Хотя автобус трясло на ухабах, я задремал, убаюканный журчанием мотора и текучей говорней соседей. Мне снились две косички на встрепанной голове, большущие серые глаза, маленькая рука – теплая, но липкая, как лягушка. Мы идем на кукурузное поле по пыльной дороге: я собран, деловит и сам себе нравлюсь. Она рядом, я почти не дышу, мне щекотно в спине и под желудком. Я не знаю, что это за чувство: мне мучительно стыдно и интересно. Хочется нагрубить, дернуть побольней за руку, чтобы это прошло, но я не решаюсь – она очень слабенькая и доверчиво смотрит на меня. Я говорю ей: «Танька, тебе нельзя на поле. Там мыши. Ты боишься мышей?» Она молча кивает, и мы пробираемся внутрь, раздвигая гигантские, полные соков зеленые стебли. Пахнет землей и молодыми початками. В небе висит жаворонок, похожий на приклеенную к синему потолку картинку. Я иду вперед.
Тут автобус жестко тряхнуло, и я ударился о стекло. Боль и смятение быстро прошли, уступив место другому, более мощному и властному чувству. Ее звали Таня. О Господи, вот оно что! Марик опять мне соврал – он не мог не знать имя той девочки. Он просто не хотел мне говорить, что она теперь жена Ивана, а я не узнал в этой усталой, иссушенной раньше времени женщине свою детскую любовь. Когда холод осознания сошел, мне подумалось, что все к лучшему. Но дорого бы я дал, чтобы взглянуть на нее новым взглядом, сквозь очки памяти. Будь счастлива, милая девочка, со своим калмыковатым расхитителем церковной собственности!
Спать расхотелось, на горизонте выросли трубы города, которые протыкали серое небо насквозь. Дождь усилился, и я с ужасом подумал, что среди кучи вещей у меня нет самой нужной – зонта. Пока дойду до дома, вымокну к чертям собачьим. Пакетом прикрыться? Натянуть на голову чемодан?
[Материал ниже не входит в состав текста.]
PR #992, opened 2022-06-26
Show radio stream title using php and rest api

medismail:


paulijar:
Thanks, much better now. There are still a few things which I would like to see improved, but I'll go into the details later. Please also check the things reported in the Scrutinizer inspection.

paulijar:
> This is not really an issue

You could work around it by returning the metadata as JSON. Something like `return new JSONResponse(['title' => $response]);`. And that would also be more in line with how our REST API works in general.

lib/Utility/RadioMetadata.php
```diff
@@ -0,0 +1,128 @@
...
+								fread($fp, 1);
+							}
+
+							$meta_length = ord(fread($fp, 1)) * 16;
+							if ($meta_length) {
+								$metadatas = explode(';', fread($fp, $meta_length));
+								$metadata = self::findStr($metadatas, "StreamTitle");
+								if ($metadata) {
+									$streamTitle = trim(explode('=', $metadata)[1], "'");
+									if (strlen($streamTitle) > 256) {
```
paulijar, line 106: Is there some particular reason to discard any title longer than 256 characters? Or would it make more sense to truncate those? The function `OCA\Music\Utility\Util::truncate` may be used for that.

lib/Utility/RadioMetadata.php
```diff
@@ -0,0 +1,128 @@
...
+				$out .= "User-Agent: OCMusic/1.52\r\n";
+				$out .= "Icy-MetaData: 1\r\n";
+				$out .= "Connection: Close\r\n\r\n";
+				fwrite($fp, $out);
+				stream_set_timeout($fp, $timeout);
+
+				$header = fread($fp, 1024);
+				$headers = explode("\n", $header);
+
+				if (strstr($headers[0], "200 OK") !== false) {
```
paulijar, line 86: Really minor, but the PHP manual recommends using `strpos` instead of `strstr` if you don't actually need the substring returned by `strstr`.

paulijar (changes requested):

paulijar (approved):

lib/Controller/RadioApiController.php
```diff
@@ -201,4 +203,26 @@ public function resetAll() {
...
+	*
+	* @NoAdminRequired
+	* @NoCSRFRequired
+	*/
+
+	public function getRadioStreamData(int $id) {
+		try {
+			$response = "";
+			$station = $this->businessLayer->find($id, $this->userId);
+			$stapi = $station->toAPI();
```
paulijar, line 218: One more minor thing. Converting the station to the "API format" here is quite pointless. We are interested only about the stream URL and that may be obtained with `$station->getStreamUrl()`. It should be safe to assume this to be non-null since one cannot create a station without passing a stream URL.

paulijar:
Do you consider this now to be ready for merging, or are you still planning to make any modifications?

medismail:
Yes it is ready to merge.

paulijar:
This PR, along with a lot of further development built on top of it, has now been released in Music v1.6.0.

PR #1002, opened 2022-08-19
removed white background color from controls as this makes it almost …

Erdbeergeist:
removed the white background color from the control as this makes it impossible to see the controls and the artist/album name see below:
image

### DIFF
--- a/css/music-controls.css
+++ b/css/music-controls.css
@@ -16,7 +16,6 @@
 	top: 45px;
 	position: fixed;
 	overflow: visible;
-	background-color: rgba(255, 255, 255, .93);
 	z-index: 1;
 }
 


paulijar:
We can't make it like that because then the app would look like this on NC25 with the default theme:
image
That is, the controls pane background will be completely transparent.

I guess you are using some 3rd party theme, which one? Maybe the fix should go to the theme. Or then we need to figure out a more intelligent way to do this.

Does the color of the control pane work nicely on that theme if you declare `background-color: var(--color-main-background-translucent);` for it? But even if this works, this is not yet a complete solution because this will not work on any version of ownCloud.

Erdbeergeist:
Ok I see your point, the theme is breeze dark [https://github.com/mwalbeck/nextcloud-breeze-dark](url). Setting `background-color: var(--color-main-background-translucent);`
seems to work well. I have found that there is actually a custom styling option in the theme so using that to override the default background color works well too. Maybe this is not an issue, but then in other themes this might not work. Sorry for my ignorance but can you elaborate why your suggested wont work on all versions of ownCloud. Thank you !

paulijar:
> Sorry for my ignorance but can you elaborate why your suggested fix wont work on all versions of ownCloud.

That's because ownCloud doesn't declare those color properties, that's a Nextcloud-specific thing. However, I just learned that the css `var()` syntax allows giving a default value for the cases where the named property is not found. So we could use `background-color: var(--color-main-background-translucent, rgba(255, 255, 255, .95));`. Then, the theming on Nextcloud should work as intended without breaking the ownCloud default theme.

paulijar:
I now committed a change like described above. In addition to the controls pane, I applied it on the background of the "scanning"/"no content available" banner as well as on the "embedded player" used within the Files app. The Breeze Dark theme already seemed to have an overriding rule for the embedded player background which is why no problem was seen there. But for the "scanning" banner, it uses the Music app's color definition.

Erdbeergeist:
perfect, thank you kindly :)

paulijar:
The fix has been now released in Music v1.7.0.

Вокзал, пассажиры жмутся под единственным козырьком, шмыгают зонты, наталкиваясь друг на друга. Выхожу последним, волоку чемодан. Мне не тяжело, но от неудобной позы затекла рука, и сейчас внутри нее тысяча иголок прострачивает мышцы. Десантируюсь в лужу – автобус встал неудачно. Поднимаю глаза: под зонтом в рубашке с коротким рукавом стоит, слегка ежась, Марик.
-- С приездом! – говорит он, пуская меня под зонт.
Я не хочу показывать, что удивлен, хотя я удивлен. Все слова склеились, и комковатая речь не проталкивается сквозь рот, застревает. Наконец я говорю:
-- Спасибо!
Я вежливый человек.
-- Ну, тогда пойдем?
Мы вместе прыгаем по лужам в сторону остановки.
Мне кажется, что я вернулся в Эммаус.